(RECORDS TO USE begins)
PR #793, opened 2026-04-10
[AscendNPU-IR][Expert] Redesign generic T.copy lowering around aligned views

mmyy1217:
# Expert T.copy Path Rework

This rework replaces the previous ad-hoc behavior of the default NPU generic `T.copy` path with a lowering pipeline built around a single, explicit **shape-and-layout model**.

> **Scope:** The specialized expert copy paths (for example `GM -> L1` and `L0C -> GM`) remain unchanged. This work only restructures the default generic `T.copy` path.

## New Lowering Pipeline

The default path now follows a fixed sequence:

1. **Capture Facts**  
   Capture full-rank slice facts from the source and destination, including:
   - full-rank slice offsets and sizes
   - base contiguous layout strides
   - base linear offset

2. **Align Shape**  
   Derive one logical copy shape by removing only static singleton gaps and matching the remaining backbone dimensions.

3. **Project Layout**  
   Project the real layout from the original contiguous buffers onto the aligned logical shape.
   This preserves the actual base layout instead of inventing a denser one.

4. **Materialize View**  
   Materialize the copy as:
   - a full-rank subview of the original memref region
   - followed by an aligned `memref.reinterpret_cast`
   - and finally a `memref.copy`

---

## Key Improvements

The old generic path mixed:
- region extraction
- singleton reconciliation
- layout construction
- legality decisions

That made it difficult to reason about behavior, especially for:
- rank differences caused by singleton dimensions
- dynamic offsets and extents
- dynamic GM shapes

The new design improves this by:

- **Separating concerns**  
  Extraction, shape alignment, layout projection, and view materialization are now distinct steps.

- **Making the contract explicit**  
  The generic path now has a clear, narrow support contract instead of relying on implicit behavior.

- **Preserving real layout**  
  The projected view keeps the actual contiguous base layout, including dynamic contiguous strides.

- **Supporting dynamic projected strides**  
  For contiguous buffers, projected strides may remain dynamic and are carried through the reinterpret view as runtime values.

---

### Supported
- **Contiguous buffers only**
- **Dynamic range minima**
- **Dynamic range extents**
- **Dynamic contiguous GM shapes**
- **Projected layouts with dynamic strides**, as long as they come from contiguous base layouts
- **Rank mismatch caused only by static singleton gaps**

### Rejected
- Buffers with explicit TIR strides
- Non-contiguous layouts in the generic path
- Shape mismatches that require dropping non-singleton dimensions
- Shape mismatches that require permutation
- Element-type-changing `T.copy`

---

## Front-end Copy Helper

The front-end helper in `tilelang/language/copy.py` has been adjusted to better match the new backend contract while preserving existing tile-style usage.

### Current behavior
- **Whole buffers** remain whole buffers by default.
- **Explicit slices** keep their own extents.
- **BufferLoad operands** still borrow extents from the opposite side when needed.
- **Same-rank mixed slice/plain-buffer copies** are still supported:
  - if one side is an explicit slice
  - and the other side is a plain `Buffer`
  - and both sides have the same rank  
  then the plain `Buffer` side borrows the explicit slice extent so tile-style copies like
  `T.copy(A[bx:..., by:...], UB)` continue to materialize a matching logical tile.

This keeps common tail-tile copy patterns working without changing the specialized backend paths.

---

## Testing

The generic copy tests have been rewritten to exercise the support boundary directly.

They cover:
- exact-shape copies
- singleton insertion/removal
- dynamic `min`
- dynamic `extent`
- dynamic GM shape cases
- dynamic projected stride cases
- plain-UB tail-tile copies

The unsupported cases are kept separate so the contract remains explicit.

---

## Summary

This rework makes the default generic `T.copy` path:

- more predictable
- easier to reason about
- more explicit about legality
- more faithful to the real contiguous buffer layout

The result is a generic path that is structured enough to defend, while still supporting important dynamic contiguous-copy cases that appear in real kernels.


src/target/codegen_npuir_api.cc
```diff
@@ -1164,6 +1030,320 @@ mlir::Value CodeGenTileLangNPUIRAPI::BinaryOpCodegen(const PrimExprNode *op,
...
+  llvm::SmallVector<mlir::OpFoldResult> strideOfrs;
+  strideOfrs.reserve(layout.viewStrides.size());
+  for (int64_t stride : layout.viewStrides) {
+    strideOfrs.push_back(builder.getIndexAttr(stride));
+  }
+
+  return builder.create<mlir::memref::ReinterpretCastOp>(
+      builder.getUnknownLoc(), targetTy, fullSubview, layout.viewOffset,
+      layout.viewSizes, strideOfrs);
+}
```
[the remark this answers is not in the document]
mmyy1217: /gemini 
I don’t think this is a bug.
ComputeProjectedViewOffset intentionally computes an offset relative to the base allocation, and that is still correct when BuildAlignedCopyView reinterprets a SubViewOp. In MLIR, memref.reinterpret_cast uses the source’s underlying memory, not the source view’s offset as an additive base. That is different from memref.subview, which is view-relative.
So applying layout.viewOffset to fullSubview does not double-count the subview offset.
BuildFullRankSubview may still be simplifiable as a separate cleanup, but I would not change this path as an offset fix.

src/target/codegen_npuir_api.cc
```diff
@@ -1238,11 +1418,46 @@ void CodeGenTileLangNPUIRAPI::AscendCopyCodegen(const CallNode *op) {
...
+  mlir::Value srcFullSubview = BuildFullRankSubview(srcFacts);
+  mlir::Value dstFullSubview = BuildFullRankSubview(dstFacts);
+  mlir::Value srcAlignedView = BuildAlignedCopyView(
+      srcFullSubview, srcFacts.baseMemrefType.getElementType(),
+      srcFacts.baseMemrefType.getMemorySpace(), shapePlan.alignedShape,
+      srcLayout);
+  mlir::Value dstAlignedView = BuildAlignedCopyView(
+      dstFullSubview, dstFacts.baseMemrefType.getElementType(),
+      dstFacts.baseMemrefType.getMemorySpace(), shapePlan.alignedShape,
+      dstLayout);
```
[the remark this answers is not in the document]
mmyy1217: /gemini
I don’t think switching this to baseMemref is necessary as a correctness fix.
Using baseMemref instead may be a valid refactor direction if we want to simplify the generic path, but it is not required to preserve correct offset semantics. The current BuildFullRankSubview -> BuildAlignedCopyView split is still semantically valid.

src/target/codegen_npuir_api.cc
```diff
@@ -1164,6 +1030,320 @@ mlir::Value CodeGenTileLangNPUIRAPI::BinaryOpCodegen(const PrimExprNode *op,
...
+  if (plan.alignedShape.empty()) {
+    // Scalar-like copies still need one representative singleton dimension so
+    // the generic path can materialize a legal memref.copy view.
+    ICHECK(!srcInfo.gapIdx.empty() && !srcInfo.gapIdx.front().empty() &&
+           !dstInfo.gapIdx.empty() && !dstInfo.gapIdx.front().empty())
+        << "generic T.copy could not derive a valid target shape.";
+    plan.alignedShape.push_back(1);
+    plan.srcKeptDims.push_back(srcInfo.gapIdx.front().front());
+    plan.dstKeptDims.push_back(dstInfo.gapIdx.front().front());
+  }
```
(RECORDS TO USE ends)
▸ EXERCISE GOAL
Print, without alteration, only the lines above between the one holding "[AscendNPU-IR][Expert] Redesign generic" and the one holding "## Key Improvements", inclusive.

▸ ANSWER
[AscendNPU-IR][Expert] Redesign generic T.copy lowering around aligned views

mmyy1217:
# Expert T.copy Path Rework

This rework replaces the previous ad-hoc behavior of the default NPU generic `T.copy` path with a lowering pipeline built around a single, explicit **shape-and-layout model**.

> **Scope:** The specialized expert copy paths (for example `GM -> L1` and `L0C -> GM`) remain unchanged. This work only restructures the default generic `T.copy` path.

## New Lowering Pipeline

The default path now follows a fixed sequence:

1. **Capture Facts**  
   Capture full-rank slice facts from the source and destination, including:
   - full-rank slice offsets and sizes
   - base contiguous layout strides
   - base linear offset

2. **Align Shape**  
   Derive one logical copy shape by removing only static singleton gaps and matching the remaining backbone dimensions.

3. **Project Layout**  
   Project the real layout from the original contiguous buffers onto the aligned logical shape.
   This preserves the actual base layout instead of inventing a denser one.

4. **Materialize View**  
   Materialize the copy as:
   - a full-rank subview of the original memref region
   - followed by an aligned `memref.reinterpret_cast`
   - and finally a `memref.copy`

---

## Key Improvements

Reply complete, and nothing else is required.